Relative to your notes in class, you will need to integrate out the measurement error here for wages. Letting \(\phi(x;\mu,\sigma)\) be the normal pdf with mean \(\mu\) and standard error \(\sigma\), the likelihood of observing a wage \(W^{o}\) will be:

\[ f(W^{o}|E,X) = \int_{w^*}\frac{\phi(\log(w);\mu(X),\sigma(X))}{1-\Phi(\log(w^*);\mu(X),\sigma(X))}\phi(\log(W^{o})-w ; \sigma_{\zeta})dw \]

You will want to use a package like QuadGK to evaluate this integral numerically.

Part 3

Write a function that iterates over every observation in the data and calculates the log-likelihood of the data given parameters.

Show the output from a function call to prove that it works, then use the @time macro to test how long it takes.

Hint

You may find that these functions work faster if you pull the data you need out of DataFrame format and save it as arrays or vectors with known type. For example, I would recommend creating a flag for missing wage data and a default value for those missing wages, and iterating over those objects:

wage_missing = ismissing.(data.wage)
wage = coalesce.(data.wage,1.)
# creat a named tuple with all variables to conveniently pass to the log-likelihood:
d = (;logwage = log.(wage),wage_missing,E = data.E) #<- you will need to add your demographics as well.
(logwage = [0.0, 0.0, 0.0, 3.0368742168851663, 2.302585092994046, 3.2188758248682006, 2.2512917986064953, 0.0, 0.0, 0.0  …  0.0, 0.0, 2.4849066497880004, 3.056356895370426, 0.0, 0.0, 0.0, 0.0, 0.0, 0.0], wage_missing = Bool[1, 1, 1, 0, 0, 0, 0, 1, 1, 1  …  1, 1, 0, 0, 1, 1, 1, 1, 1, 1], E = Bool[1, 1, 1, 1, 1, 1, 1, 1, 1, 1  …  1, 1, 1, 1, 1, 1, 1, 1, 1, 1])

A Disclaimer for IPUMS CPS data

These data are a subsample of the IPUMS CPS data available from cps.ipums.org. Any use of these data should be cited as follows:

Sarah Flood, Miriam King, Renae Rodgers, Steven Ruggles, J. Robert Warren, Daniel Backman, Annie Chen, Grace Cooper, Stephanie Richards, Megan Schouweiler, and Michael Westberry.
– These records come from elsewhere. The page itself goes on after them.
PR #223, opened 2026-08-26
memory: take the AnonHugePages sample only with the THP-split leg, count an unopenable VFIO window [bump patch]

josefbacik:
The memory recorder's end-of-capture `AnonHugePages` sample (`memory_rss` member -6, added in v1.15.0) read `/proc/<pid>/smaps_rollup` for every process that produced a memory event, on every `--memory` capture. Each of those reads is a page-table walk of that process in the kernel, so on a host whose processes map terabytes at 4 KiB the capture's stop phase spent seconds on a datum only the huge-page question needs. This moves the sample behind the THP-split leg: it is taken only when `--memory-thp-sample-rate` is greater than 0, which is the capture that asks that question; a plain memory capture no longer takes it. The continuous memory captures (`--memory` without the THP leg) therefore stop walking page tables at every stop.

Second, smaller fix in the VFIO leg: the kprobe that opens a VFIO ioctl's IOMMU-counting window ignored the return of its `bpf_map_update_elem`, so a window that could not be opened (the inflight hash full — more than 1024 traced tasks inside a VFIO ioctl at once) left that ioctl's runs uncounted with nothing saying so. It is now counted under `memory_iommu_overflow`, so `memory_iommu` reads as a floor with the count printed, the same way a full histogram already did. The message at capture end names both causes.

Documentation: SCHEMA_CHANGES v18 says the `anon_huge` member is present only when `memory_thp_leg` is set, and gains the reading rules a second review of the VFIO/THP leg turned up — the per-domain count when a container is attached to several IOMMU domains, `size_order` being floor(log2) of a run, the iommufd/cdev hosts and `.isra`/`.constprop` symbol suffixes that read as `off:nosym`, and the 6.9+ `split_huge_page_to_list_to_order` kretprobe covering every large-folio split while the 6.15+ `folio_split` path can bypass it. The `--memory-thp-sample-rate` help and the MCP trace-info description say the same.

Tests: the basic memory e2e now asserts that a capture without the THP leg writes no member -6 row; the THP e2e (which runs with the leg at rate 1) keeps its `anon_huge` read. Both run in the VM rig.

Not in this change, tracked as follow-ups: probing `__split_huge_pmd_locked` instead of `__split_huge_pmd` (which `split_huge_pmd_address()` also enters for non-huge PMDs on VMA adjust, over-counting `kind='pmd'`), and a window on the `vfio_iommu_type1_release` / detach path so unmaps that happen by closing the container are counted.


josefbacik:
**Review verdict — memory: take the AnonHugePages sample only with the THP-split leg, count an unopenable VFIO window**

**Scope checked.** Seven files, +70/−13: one Rust gate (`systing_core.rs`: `emit_anon_huge_pages` now under `if opts.memory_thp_sample_rate > 0`), one BPF hunk (`memory_vfio_emit`: the `bpf_map_update_elem` return on `memory_vfio_inflight` checked, a miss counted in `memory_iommu_overflow`), the capture-end message, the CLI help, the MCP trace-info description, SCHEMA_CHANGES v18, and a new assertion in the basic memory e2e. No map, program, payload or schema change; no new autoload; the classic and tp_btf rss_stat programs untouched.

**The gate.** `memory_thp_sample_rate` is the option that turns the THP-split leg on (`probe_memory_kernel_legs` at 785–803 uses the same test), so "anon_huge only with the THP leg" is one predicate in two places that already agree; the THP e2e runs with rate 1 and keeps its read, the basic memory e2e runs with rate 0 and now asserts no member -6 row. `emit_anon_huge_pages` itself is unchanged (per-tgid `read_anon_huge_pages`, dead tgids skipped at ENOENT). Continuous captures pass no THP rate, so their stop phase loses the walk entirely; on-demand THP captures keep it.

**The BPF hunk.** `bpf_map_update_elem` on a `BPF_MAP_TYPE_HASH` with `BPF_ANY` returns non-zero only when a NEW key cannot be inserted (E2BIG at `max_entries = 1024`) or on an error the verifier permits the helper to return; an existing key is overwritten and returns 0, so the counter increments exactly when no window exists for this task after the call — the only case the tracepoints then under-count. The counter is the existing per-CPU `memory_iommu_overflow` (lookup of index 0 on a `PERCPU_ARRAY`, non-atomic `+= 1` in kprobe context on the owning CPU, the same pattern as `memory_iommu_account` at 6186), read by the existing `sum_percpu_counter` at capture end. Semantics widened by one cause ("runs or windows"), stated in the message and in SCHEMA_CHANGES; the table was already documented as a floor. Verifier: what this read holds is inferred from the source only — a checked helper return and the existing per-CPU counter pattern, no runtime-indexed access, straight-line code before `reserve_memory_event`; the verifier's own verdict on the two `kprobe/vfio_dma_do_{map,unmap}` programs comes from loading the release-flag object (clang 21, `-mcpu=v3 -fwrapv`) with the memory recorder's runtime configuration, which is the check this object gets before it ships and is not claimed here. Map/context pairing: `memory_vfio_inflight` is written only from the kprobe (task context) as before; no NMI writer.

**Docs.** SCHEMA_CHANGES v18 now carries: anon_huge present only when `memory_thp_leg` is set (with the version note), the per-domain tracepoint count, floor(log2) `size_order`, iommufd/cdev hosts and `.isra`/`.constprop` symbol suffixes reading `off:nosym`, the 6.9+ kretprobe superset and the 6.15+ `folio_split` bypass. Help text and the MCP description agree with it.

**Gates on the tree (identical bytes to the commit):** `cargo fmt --all -- --check` exit 0; `cargo clippy --all-targets` exit 0, 0 warnings; unit suite 561 + 11 + 28 passed, 0 failed; VM rig (the project's 6.12 test kernel), `memory_recorder` target: 8 passed / 0 failed — `test_memory_recorder_e2e` (with the new assertion: no member -6 row without the THP leg), `test_memory_thp_vmstat_e2e` (the leg on: the `anon_huge` read still taken), the four memory-alloc tests and both rss-threshold tests.

**Findings:** Critical none / High none / Medium none / Low 1 — the kretprobe-miss window leak (a `maxactive` miss on `vfio_dma_do_map_ret` leaves a task's window open until its next ioctl) is unchanged and bounded by the window's `[iova, iova+size)` range check; noted for the follow-up that adds the release-path window.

IPUMS CPS: Version 11.0 [dataset]. Minneapolis, MN: IPUMS, 2023. https://doi.org/10.18128/D030.V11.0

The CPS data file is intended only for exercises as part of ECON8208. Individuals are not to redistribute the data without permission. Contact for redistribution requests. For all other uses of these data, please access data directly via cps.ipums.org.